§ DESCRIPTION OF THE TASK: Within the data below, how many lines contain "needs"? Reply with the number only.

[Saved data entries]
━━━━━━━━━━━━━━━━━━━━

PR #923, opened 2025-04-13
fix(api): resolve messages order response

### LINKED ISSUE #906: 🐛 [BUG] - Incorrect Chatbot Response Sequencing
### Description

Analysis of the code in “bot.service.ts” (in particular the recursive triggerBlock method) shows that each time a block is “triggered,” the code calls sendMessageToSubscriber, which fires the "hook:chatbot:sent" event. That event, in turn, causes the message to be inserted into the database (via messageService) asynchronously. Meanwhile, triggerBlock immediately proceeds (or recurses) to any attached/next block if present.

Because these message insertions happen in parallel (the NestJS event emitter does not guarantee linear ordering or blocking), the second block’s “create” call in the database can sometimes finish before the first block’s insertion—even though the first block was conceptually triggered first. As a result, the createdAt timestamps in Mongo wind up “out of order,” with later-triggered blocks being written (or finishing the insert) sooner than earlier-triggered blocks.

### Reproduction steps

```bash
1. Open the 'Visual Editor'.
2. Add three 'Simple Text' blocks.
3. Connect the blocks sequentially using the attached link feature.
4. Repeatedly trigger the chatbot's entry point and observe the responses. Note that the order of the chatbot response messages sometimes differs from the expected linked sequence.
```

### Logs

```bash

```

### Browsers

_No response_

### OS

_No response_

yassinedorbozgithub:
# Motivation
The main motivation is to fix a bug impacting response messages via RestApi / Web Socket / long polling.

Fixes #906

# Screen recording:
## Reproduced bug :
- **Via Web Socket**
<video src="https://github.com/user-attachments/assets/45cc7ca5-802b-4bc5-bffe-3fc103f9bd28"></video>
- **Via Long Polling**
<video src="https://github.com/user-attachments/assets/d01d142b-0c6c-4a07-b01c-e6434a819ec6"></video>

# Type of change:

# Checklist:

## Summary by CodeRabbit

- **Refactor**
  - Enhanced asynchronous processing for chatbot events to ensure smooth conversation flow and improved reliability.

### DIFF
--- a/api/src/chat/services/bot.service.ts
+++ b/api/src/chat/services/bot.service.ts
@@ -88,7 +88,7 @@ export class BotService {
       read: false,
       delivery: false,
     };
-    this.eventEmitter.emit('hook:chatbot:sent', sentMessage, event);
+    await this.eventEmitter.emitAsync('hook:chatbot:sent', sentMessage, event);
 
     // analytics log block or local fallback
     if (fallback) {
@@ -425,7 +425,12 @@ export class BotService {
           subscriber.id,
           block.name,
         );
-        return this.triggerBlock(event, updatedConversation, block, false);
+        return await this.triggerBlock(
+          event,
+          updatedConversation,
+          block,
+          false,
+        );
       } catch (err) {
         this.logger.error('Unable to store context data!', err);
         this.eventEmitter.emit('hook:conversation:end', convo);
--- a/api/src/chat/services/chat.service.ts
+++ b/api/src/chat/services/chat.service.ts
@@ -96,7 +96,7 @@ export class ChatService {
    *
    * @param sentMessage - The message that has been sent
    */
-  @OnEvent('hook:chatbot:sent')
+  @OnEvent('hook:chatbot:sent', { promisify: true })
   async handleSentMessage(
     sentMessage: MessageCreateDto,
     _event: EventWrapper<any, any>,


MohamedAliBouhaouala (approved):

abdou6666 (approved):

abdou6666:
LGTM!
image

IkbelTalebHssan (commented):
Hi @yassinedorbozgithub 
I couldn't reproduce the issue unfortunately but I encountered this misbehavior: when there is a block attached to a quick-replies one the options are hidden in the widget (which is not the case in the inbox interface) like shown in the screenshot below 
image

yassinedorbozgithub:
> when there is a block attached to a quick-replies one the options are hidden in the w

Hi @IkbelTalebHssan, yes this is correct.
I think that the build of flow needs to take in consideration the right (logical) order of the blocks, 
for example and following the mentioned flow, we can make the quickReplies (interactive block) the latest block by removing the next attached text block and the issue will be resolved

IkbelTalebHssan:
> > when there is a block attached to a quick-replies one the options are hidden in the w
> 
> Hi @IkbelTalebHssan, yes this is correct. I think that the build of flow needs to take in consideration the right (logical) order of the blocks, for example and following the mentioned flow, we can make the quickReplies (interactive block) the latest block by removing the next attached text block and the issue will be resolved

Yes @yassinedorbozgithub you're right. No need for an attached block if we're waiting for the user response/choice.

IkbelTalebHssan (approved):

━━━━━━━━━━━━━━━━━━━━

§ TASK RESULT: 2